Es el propio dramaturgo quien se encarga de la puesta en escena. Olguín decide que la mejor manera de transmitir la esencia de su texto es el subrayado de la intensidad del viaje de Juan, por lo que prescinde de cualquier pirotecnia escénica y se concentra en lo estrictamente actoral. Sin embargo, o hay una confusión entre austeridad y sordidez (una sordidez malentendida, en dado caso) o un terrible descuido en el diseño del montaje. La escenografía de Gabriel Pascal viene a ser representativa de esta falencia: un solo telón de lámina, con pequeñas variaciones, aparece por igual en los tres distintos ámbitos. Una solución que hubiera sido muy aleccionadora por su economía de recursos de no ser porque dicho telón es sencillamente horrible (la justificación de esa supuesta "sordidez" en la historia no basta), alcanzando su más alto nivel patético en la parte del aeropuerto, reducido así a mero puesto callejero de fritangas.

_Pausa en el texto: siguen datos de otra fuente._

PR #10940, opened 2024-01-12
fix: Reclaim throttle usage for auto account creation

### LINKED ISSUE #10216: Implement reclaiming of throttle usage for failed auto-creations
In mono's `TransferLogic.doZeroSum()` we have [some logic](https://github.com/hashgraph/hedera-services/blob/8edfb51c44b55c59369fc3031307e11f62f71a3e/hedera-node/hedera-mono-service/src/main/java/com/hedera/node/app/service/mono/ledger/TransferLogic.java#L190) for reclaiming of throttle usage for failed auto-creations that is setup to leak the usage as a number of CryptoCreates [here](https://github.com/hashgraph/hedera-services/blob/8edfb51c44b55c59369fc3031307e11f62f71a3e/hedera-node/hedera-mono-service/src/main/java/com/hedera/node/app/service/mono/store/StoresModule.java#L183). 

We need to implement this logic in modularized codebase as well.

petreze:
**Description**:
This PR adds the functionality to reclaim the previously reserved throttle usage for failed auto account creations.
The [following](https://github.com/hashgraph/hedera-services/pull/9388) is the implementation in mono project

**Related issue(s)**:

Fixes #10216 

**Notes for reviewer**:
One crucial change was made in `HandleContext`. The class was extended to contain the `NetworkUtilizationManager` in order to be able to tweak the throttle capacity for `CRYPTO_CREATE` from within `CryptoTransferHandler`

**Checklist**


hedera-node/hedera-app/src/main/java/com/hedera/node/app/workflows/handle/HandleContextImpl.java
```diff
@@ -883,6 +890,11 @@ public RecordListCheckPoint createRecordListCheckPoint() {
         return new RecordListCheckPoint(firstPreceding, lastFollowing);
     }
 
+    @Override
+    public void reclaimPreviouslyReservedThrottle(int n, HederaFunctionality function) {
+        networkUtilizationManager.leakUnusedThrottlePreviouslyReserved(n, function);
```
tinker-michaelj, line 895: We need this method to be a little more involved. 
   1. It should only leak capacity from the consensus throttle when the top-level transaction is a `CryptoTransfer`; because a top-level contract operation---`ContractCall`, `ContractCreate`, `EthereumTransaction`---will not have **reserved** capacity from the `CRYPTO_CREATE` throttle bucket. (I.e., if we always leak capacity here, then a `ContractCall` failing an auto-creation will effectively **reduce** the measured network utilization! Not what we want. 😁)
   2. We need to also leak capacity from the **frontend** throttle for **only the node that submitted this transaction**; c.f. mono-service [here](https://github.com/hashgraph/hedera-services/blob/develop/hedera-node/hedera-mono-service/src/main/java/com/hedera/node/app/service/mono/ledger/TransferLogic.java#L189). Reclaiming capacity from the frontend throttle is the main point of this PR, as otherwise client's will still get `BUSY` when submitting `CRYPTO_CREATE`s; even though we have detected that some preceding `CRYPTO_CREATE`'s actually failed, and reclaimed their network utilization from the consensus throttle.

petreze: Isn't the implementation of `HandleContext.reclaimPreviouslyReservedThrottle()` okay being a bit generalized so that you can use it for different `HederaFunctionality` types and to add some restrictions on the current invocation of it in [TransferContextimpl](https://github.com/hashgraph/hedera-services/blob/10216-throttle-usage-auto-creation/hedera-node/hedera-token-service-impl/src/main/java/com/hedera/node/app/service/token/impl/handlers/transfer/TransferContextImpl.java#L102), based on your comments

hedera-node/hedera-token-service-impl/src/main/java/com/hedera/node/app/service/token/impl/handlers/transfer/TransferContextImpl.java
```diff
@@ -93,7 +96,21 @@ public void createFromAlias(final Bytes alias, final int reqMaxAutoAssociations)
             validateTrue(tokensConfig.autoCreationsIsEnabled(), NOT_SUPPORTED);
         }
         // Keep the created account in the resolutions map
-        final var createdAccount = autoAccountCreator.create(alias, reqMaxAutoAssociations);
+        AccountID createdAccount;
+        try {
+            createdAccount = autoAccountCreator.create(alias, reqMaxAutoAssociations);
+        } catch (HandleException e) {
+            if (getHandleContext().getHederaFunctionality() == CRYPTO_TRANSFER
```
tinker-michaelj, line 103: ⚠️ Hmm...the `HandleContext` given to the `CryptoTransferHandler` is _always_ going to have a functionality of `CRYPTO_TRANSFER`.

And its category will never be `PRECEDING` (only synthetic `CRYPTO_CREATE` records are ever preceding).

_However_, your implementation of `isSelfSubmitted()` will only be true in the exact conditions when we want to reclaim throttle capacity, since synthetic `TransactionBody`'s never have `nodeAccountID` set.

So we can use just,
```
if (getHandleContext().isSelfSubmitted()) {
    final int autoCreationsNumber = numOfAutoCreations() + numOfLazyCreations();
    getHandleContext().reclaimPreviouslyReservedThrottle(autoCreationsNumber, CRYPTO_CREATE);
}
```
and that should be what we want! 🙌

hedera-node/hedera-app-spi/src/main/java/com/hedera/node/app/spi/workflows/HandleContext.java
```diff
@@ -669,6 +677,27 @@ default <T> T dispatchRemovableChildTransaction(
     @NonNull
     RecordListCheckPoint createRecordListCheckPoint();
 
+    /**
+     * Returns the current {@link HederaFunctionality}
+     *
+     * @return the Hedera functionality in the context
+     */
+    HederaFunctionality getHederaFunctionality();
```
tinker-michaelj, line 685: This is no longer needed (see comment below).

hedera-node/hedera-app-spi/src/main/java/com/hedera/node/app/spi/workflows/HandleContext.java
```diff
@@ -669,6 +677,27 @@ default <T> T dispatchRemovableChildTransaction(
...
+
+    /**
+     * Returns the current {@link TransactionCategory} of the transaction
+     *
+     * @return the current transaction category
+     */
+    TransactionCategory getTransactionCategory();
```
tinker-michaelj, line 692: No longer needed (see below).

hedera-node/hedera-token-service-impl/src/main/java/com/hedera/node/app/service/token/impl/handlers/transfer/TransferContextImpl.java
petreze: Ahh got it!
Thanks for clarifying all of that Michael 🙌

tinker-michaelj (approved):
LGTM, ty @petreze !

Aunado a un diseño simplista de la iluminación (salvo en la escena de la barca, la más lograda en este sentido), el conjunto de la escenografía desmerece terriblemente ante los demás aspectos del montaje.

Belice es una obra para actores, en la medida en la que son los personajes y no la trama los que la sostienen. Joaquín Cossío sale avante de su propio tour de force con base no tanto en la diferenciación sino en la organicidad. Daniel Giménez Cacho se desapega con ironía de lo intenso de Juan adulto y entrega una caracterización contenida, disfrutable en su sobriedad. Quien acusa falta de oficio es el Rodrigo Espinosa como Juan joven, sobreestimando sus estímulos y tensando una línea uniforme de estridencia, casi desprovista de matices. Hasta Laura Almela parece contagiarse de esta vehemencia en la primera escena como la Mamá, pero vuelve a hacer gala de su capacidad como Rosa Turnaffé.